Task to carry out: Pull every line holding the word "still" out of the data and copy it.

Stored items:
PR #656, opened 2020-09-24
Polaris styles build pipeline updates

vladucu:
Adds updated Polaris styles build pipeline to work with polaris-react `v5`. For more see [here](https://github.com/Shopify/polaris-react/blob/master/documentation/guides/migrating-from-v4-to-v5.md#build-output-changes---general-consumers)

In summary, latest Polaris v5 changes include:
- main styles are no longer provided in SASS, but plain css
- there's still an optional SASS file with mixins and functions that we import _(ideally we'll make this import and having the consuming apps use SASS preprocessor optional altogether)_

**NOTE** This is still experimental and might be tweaked down the road.


index.js
```diff
@@ -4,6 +4,7 @@ const path = require('path');
 const resolve = require('resolve');
 const Funnel = require('broccoli-funnel');
 const MergeTrees = require('broccoli-merge-trees');
+const BroccoliDebug = require('broccoli-debug');
```
andrewpye, line 7: Is this something you added for testing this out, to be removed later? Or to keep in to help consumers?

andrewpye (approved):
Can't say I understand a huge amount of what the changes in the build are doing, but I know you wouldn't have put this up without verifying it works 😝

index.js
vladucu: I was thinking to keep it, there's no difference for consuming apps, other addons do this too.

It just helps debugging easily the build tree. For example running `BROCCOLI_DEBUG=ember-polaris:* ember b` will log the trees at each step and put it in a `DEBUG` folder.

Written reply:
- there's still an optional SASS file with mixins and functions that we import _(ideally we'll make this import and having the consuming apps use SASS preprocessor optional altogether)_
**NOTE** This is still experimental and might be tweaked down the road.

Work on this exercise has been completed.